Records from a collection:
BEGIN
PR #1726, opened 2024-06-11
Isolating jagged arrays for numpy compatibility

mgjarrett:
## What is the change?

Implement a `JaggedArray` class to interface between our jagged data structures (e.g., pin-level data within a block) and HDF5 database without using numpy to flatten the jagged array.

The current code feeds jagged arrays to numpy and then uses numpy to flatten them for storing in the database and reconstitute them when reading data back from the database. Numpy no longer supports jagged arrays, so we are currently pinned to version 1.23.5 (the latest release is 1.26.4).

The current version of numpy we are using gives a `VisibleDeprecationWarning` about this:

```
.\armi\bookkeeping\db\database3.py:1361: VisibleDeprecationWarning: Creating an ndarray from ragged nested
sequences (which is a list-or-tuple of lists-or-tuples-or ndarrays with different lengths or shapes) is deprecated. If
you meant to do this, you must specify 'dtype=object' when creating the ndarray.
  data = numpy.array(layout.location)[layoutIndicesForType][
```

This change introduces a `JaggedArray` class that handles the packing into and unpacking out of 1D data structures for the HDF5 database. This allows us to use a current version of numpy.

There is a discussion about this topic: https://github.com/terrapower/armi/discussions/1669

Also, I found this open ticket (https://github.com/terrapower/armi/issues/246) _after_ having done all of the work in this PR. I didn't realize how much others had already thought about how to work around this. Well, I guess I'm throwing my potential solution in the ring. As was noted many times in that ticket, matching the performance of numpy might be the main challenge. Hopefully, the amount of jagged data we have is small enough that the performance hit isn't too significant.

Notes about numpy compatibility
-------------------------------------

Using a current version of numpy, if you try to pass jagged data into `numpy.array()`, you get an error: 

```python
>>> a = [1, 2, 3]
>>> b = [4, 5, 6, 7]
>>> c = [0, 0, 1]
>>> import numpy
>>> d = numpy.array((a, c))
>>> e = numpy.array((b, d))
  File "<stdin>", line 1, in <module>
ValueError: setting an array element with a sequence. The requested array has an inhomogeneous shape after 1 dimensions. The detected shape was (2,) + inhomogeneous part.
```

You can get numpy to accept it if you pass in `dtype=object`, but this data type doesn't have the features needed to facilitate flattening the array to store in HDF5, i.e., `array.flatten()` doesn't do anything. So I don't know whether this would help us at all. I'm not 100% positive, but I think we'd still be in the same position of needing to implement the packing and unpacking routines ourselves.

```python
>>> e = numpy.array((b, d), dtype=object)
>>> print(e)
[list([4, 5, 6, 7]) array([[1, 2, 3],
                           [0, 0, 1]])]
>>> e.flatten()
array([list([4, 5, 6, 7]), array([[1, 2, 3],
                                  [0, 0, 1]])], dtype=object)
```

---

## Checklist


armi/bookkeeping/db/database3.py
```diff
@@ -912,7 +1077,16 @@ def _writeParams(self, h5group, comps):
                     attrs[_SERIALIZER_NAME] = paramDef.serializer.__name__
                     attrs[_SERIALIZER_VERSION] = paramDef.serializer.version
                 else:
```
mgjarrett, line 1079: Note: we are almost always ending up in this `else` block. Looking through all of the parameter definitions in the framework, the only one that specifies a `Serializer` is `flags`:

https://github.com/terrapower/armi/blob/8cfc244ced1767bf71376d41796c618165c61bb7/armi/reactor/composites.py#L60

armi/bookkeeping/db/database3.py
```diff
@@ -912,7 +1077,16 @@ def _writeParams(self, h5group, comps):
...
+                    else:
+                        jagged = False
+                    data = (
+                        JaggedArray(temp, paramDef.name)
+                        if jagged
+                        else numpy.array(temp)
+                    )
                     del temp
 
             # Convert Unicode to byte-string
```
mgjarrett, line 1092: The next 3 `if` statements should all be mutually exclusive. Might want to make it an `if`/`elif` block.

armi/bookkeeping/db/database3.py
```diff
@@ -1585,6 +1771,15 @@ def packSpecialData(
...
+    if isinstance(arrayData, JaggedArray):
+        attrs["jagged"] = True
+        attrs["offsets"] = arrayData.offsets
+        attrs["shapes"] = arrayData.shapes
+        attrs["noneLocations"] = arrayData.nones
+        if len(arrayData.nones > 0):
+            data = replaceNonesWithNonsense(data, paramName, arrayData.nones)
+        return data, attrs
+
     # conform non-numpy arrays to numpy
```
mgjarrett, line 1783: We might want to consider `assert`ing that the data passed into `packSpecialData` is either a `numpy.ndarray` or `JaggedArray` instance. If some kind of `list`-of-`tuple`, `tuple`-of-`list`s, etc. is passed in, it should probably be converted to either a `JaggedArray` (if jagged) or `numpy.ndarray` (if not jagged) and then passed in.

armi/physics/neutronics/__init__.py
```diff
@@ -252,18 +250,20 @@ def applyEffectiveDelayedNeutronFractionToCore(core, cs):
         core.p.betaDecayConstants = numpy.array(decayConstants)
 
         reportTableData.append(("Total Delayed Neutron Fraction", core.p.beta))
-        reportTableData.append(
-            ("Group-wise Delayed Neutron Fractions", core.p.betaComponents)
-        )
-        reportTableData.append(
-            ("Group-wise Precursor Decay Constants", core.p.betaDecayConstants)
-        )
+        for i, betaComponent in enumerate(core.p.betaComponents):
```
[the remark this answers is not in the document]
john-science: I'm not a big fan of `tabulate` in the first place. If you need to change the version of `tabulate` we use, I am 100% okay with that.

armi/bookkeeping/db/database3.py
john-science: Yup, that sounds right.

Though we might be adding some more serializers for this ticket:  https://github.com/terrapower/armi/discussions/1688

john-science:
I love this! Thanks for getting started!

Can we close this until the PR until you are ready for review?  https://terrapower.github.io/armi/developer/tooling.html#don-t-open-until-it-is-ready

Thanks!

armi/bookkeeping/db/database3.py
```diff
@@ -100,6 +94,168 @@ def getH5GroupName(cycle: int, timeNode: int, statePointName: str = None) -> str
     return "c{:0>2}n{:0>2}{}".format(cycle, timeNode, statePointName or "")
 
 
+class JaggedArray:
```
john-science, line 97: By preference, I would add this new class to it's own file. (This is safe, since `Database3` will import it, but it doesn't import `Database3`.)

The idea is simple: the file `Database3.py` is already 2000 lines long, and has several classes in it. It's not _always_ necessary, of course, but "one file = one class" (when it works) does make it easier to read a code base.

Thoughts?

armi/bookkeeping/db/database3.py
```diff
@@ -100,6 +94,168 @@ def getH5GroupName(cycle: int, timeNode: int, statePointName: str = None) -> str
...
+    def __iter__(self):
+        """Iterate over the unpacked list."""
+        return iter(self.unpack())
+
+    def __contains__(self, other):
+        return other in self.flattenedArray
+
+    @staticmethod
+    def flatten(x):
+        if isinstance(x, list):
```
john-science, line 163: I'm a little confused about this. Surely you could also flatting a tuple as well as a list?

If this is something to do with how you are treating tuples and lists differently, maybe:

1. We need a docstring explaining the limits of this method.
2. This should be a private method, not static, so no one outside this class can see it.

Thoughts?

armi/bookkeeping/db/database3.py
```diff
@@ -100,6 +94,168 @@ def getH5GroupName(cycle: int, timeNode: int, statePointName: str = None) -> str
     return "c{:0>2}n{:0>2}{}".format(cycle, timeNode, statePointName or "")
 
 
+class JaggedArray:
+    def __init__(self, jaggedData, paramName):
+        """
+        Take a list of numpy arrays or lists and flatten them into a single 1D array.
+
```
john-science, line 101: It is more _typical_ to have a long docstring on the class level, not the `__init__` method. Can we move this docstring up, so the class has a docstring?

armi/bookkeeping/db/database3.py
```diff
@@ -100,6 +94,168 @@ def getH5GroupName(cycle: int, timeNode: int, statePointName: str = None) -> str
...
+        jaggedData: list of numpy.ndarray
+            A list of numpy arrays (or lists) to be flattened into a single array
+        paramName: str
+            The name of the parameter represented by this data
+        """
+        offset = 0
+        flattenedArray = []
+        offsets = []
+        shapes = []
+        for array in jaggedData:
```
john-science, line 122: MINOR thing: "array" is a bad variable name in Python because it conflicts with the Python standard library "import array".

You're not the first person to hit this annoyance. Sorry!

john-science:
@mgjarrett  I'm really excited about this PR.  Holler if you need anything.

armi/bookkeeping/db/database3.py
```diff
@@ -869,6 +1025,15 @@ def _compose(self, comps, cs, parent=None):
         return comp
 
     def _writeParams(self, h5group, comps):
+        def _getShape(array):
+            """Get the shape of a numpy.ndarray or list."""
+            if isinstance(array, numpy.ndarray):
+                return array.shape
+            elif isinstance(array, list):
+                return (len(array),)
```
john-science, line 1033:
```suggestion
        def _getShape(arr):
            """Get the shape of a numpy.ndarray or list."""
            if isinstance(arr, numpy.ndarray):
                return arr.shape
            elif isinstance(arr, list):
                return (len(arr),)
```

john-science:
@mgjarrett I hope you don't mind, I fixed the merge conflicts in this branch, so the CI would run again.

And while I was at it, I moved `JaggedArray` to it's own file. I can't help myself, sorry!

armi/bookkeeping/db/database3.py
mgjarrett: > So, your implied thesis here is that the place where ARMI (and its ecosystem) mostly ends up `JaggedArray`s is when writing data to the DB?

Sorry, I was out for a couple weeks and just now circling back to this.

Yes, I don't know of anywhere ARMI creates a jagged array and tries to pass it into `numpy` other than when it's writing to a database. It was a shortcut for packing data; we would just do `a = numpy.array(jaggedData)`, and then `a.flatten()` to get a 1D representation of it.

The jagged data mainly comes from pin-level data in blocks -- for example, the parameter `b.p.linPowByPin`. During the course of a simulation, each block with pins has this parameter stored as a 1D array. When it is time to store this data in the database, ARMI puts all of the `linPowByPin` data into a single array. Since different blocks can have different number of pins, this is a jagged array.

armi/bookkeeping/db/database3.py
mgjarrett: Yeah, it should include `tuple` and also probably `numpy.ndarray`, just in case.

I should add a docstring either way. The only reason I wouldn't want to make it private is so that the `JaggedArray` "quacks" like a numpy array with the `flatten()` method.

mgjarrett:
> @mgjarrett I hope you don't mind, I fixed the merge conflicts in this branch, so the CI would run again.
> 
> And while I was at it, I moved `JaggedArray` to it's own file. I can't help myself, sorry!

Thank you! I'm hoping to get back to this today, look at your comments and changes and clean up whatever needs to be fixed.

mgjarrett:
I did some simple profiling to make sure there's not an unreasonable increase in run time between the old numpy version and the new implementation. (A small increase is probably acceptable because this will enable us to move to Python 3.11 or 3.12, which is reportedly significantly faster than Python 3.9).

The test case I created for profiling is quite simple, consisting of two separate runs. For the first run:

1. Load a reactor operator from inputs
2. Populate `b.p.linPowByPin` with random numbers on each block (this is a jagged dataset)
3. Write the reactor to a database

For the second run:

1. Load from the database saved in the previous run

The time to write the database is about  11-12 seconds, compared to an overall run time of about 100 s. Most of the database writing is related to writing the layout. The `_writeParams` portion is less than 5 seconds, and the `packSpecialData` portion of the database write is less than 1 second in both cases. The database write is slightly faster in the base case (current nala main, numpy 1.23.5), than the new implementation.

Profiling results for writing to the database
-----------------------------------------------

  | writeToDB (s) | _writeParams (s) | packSpecialData (s)
-- | -- | -- | --
Nala Main | 11.5 | 4.39 | 0.336
Jagged Arrays (PR#589) | 11.8 | 4.72 | 0.503
Jagged Arrays (PR#589) (numpy 1.23.5) | 11.9 | 4.97 | 0.559

Profiling results for reading from the database
-----------------------------------------------

Again, the new implementation is slightly slower than the old implementation, although not by much (1.4 s vs. 1.5 s). PR#589 is slower across the board, even for parts of the code that are not touched by the `JaggedArray` update. This difference persisted after multiple runs. It is possibly due to the newer version of numpy (1.26.4) is slower than the older version (1.23.5) on Python 3.9, or something else that has changed in the code. We can't compare on Python 3.11 or 3.12 because numpy 1.23.5 is not compatible. Running the new code with numpy 1.23.5 did slightly improve the run time for `unpackSpecialData` and for the `_readParams`.

  | load (s) | _readParams (s) | unpackSpecialData (s)
-- | -- | -- | --
Nala Main Run 1 | 36.3 | 3.78 | 1.45
Nala Main Run 2 | 40.9 | 3.84 | 1.35
Nala Main Run 3 | 41.6 | 4.28 | 1.35
Jagged Arrays (PR#589) Run 1 | 40.9 | 4.04 | 1.53
Jagged Arrays (PR#589) Run 2 | 40.3 | 4.16 | 1.66
Jagged Arrays (PR#589) Run 3 | 41.6 | 3.75 | 1.40
Jagged Arrays (PR#589) (numpy 1.23.5) | 39.2 | 3.62 | 1.31

john-science:
@mgjarrett Your timing results are really interesting. I suppose Python 3.9 is the target version now, but 3.11 will be soon.

On the one hand, people might not like the speed decrease, on the other hand we need to be able to unlock modern versions of NumPy and Python. And both of those are blocked by this NumPy issue.

opotowsky:
> @mgjarrett Your timing results are really interesting. I suppose Python 3.9 is the target version now, but 3.11 will be soon.
> 
> On the one hand, people might not like the speed decrease, on the other hand we need to be able to unlock modern versions of NumPy and Python. And both of those are blocked by this NumPy issue.

The speed decrease is not even noticeable (considering the normal variation in run times) for an actual case. I'm quite pumped about this!

john-science:
@mgjarrett When this PR is ready for review, please move it from Draft to normal. Right now, I can't tell when you think this PR is ready for prime time.

(And again, ARMI discourages opening Draft PRs.)

armi/bookkeeping/db/jaggedArray.py
```diff
@@ -0,0 +1,191 @@
...
+"""
+
+from typing import List, Optional
+
+import numpy as np
+
+from armi import runLog
+
+
+class JaggedArray:
```
john-science, line 27: I suppose I wouldn't _hate_ having unit tests directly for this class.

mgjarrett: Fair enough, I'll work on that

john-science: Okay, thanks.

Other than that, I think this PR is ready for prime time. 

Holler when you're ready, and I'm happy to get this merge party started.

mgjarrett: Okay, I added some unit tests. Mostly testing the ability to round-trip data to the HDF5 file and back. I think it may have improved the coverage a bit.

john-science (approved):
Great work!

Thanks so much! I have really been wanting this feature, but couldn't find time on the schedule.

You rock.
END
## What you are asked to do
Find all lines holding the word "decrease" in the records above and copy them.

## Result for this task
On the one hand, people might not like the speed decrease, on the other hand we need to be able to unlock modern versions of NumPy and Python. And both of those are blocked by this NumPy issue.
> On the one hand, people might not like the speed decrease, on the other hand we need to be able to unlock modern versions of NumPy and Python. And both of those are blocked by this NumPy issue.
The speed decrease is not even noticeable (considering the normal variation in run times) for an actual case. I'm quite pumped about this!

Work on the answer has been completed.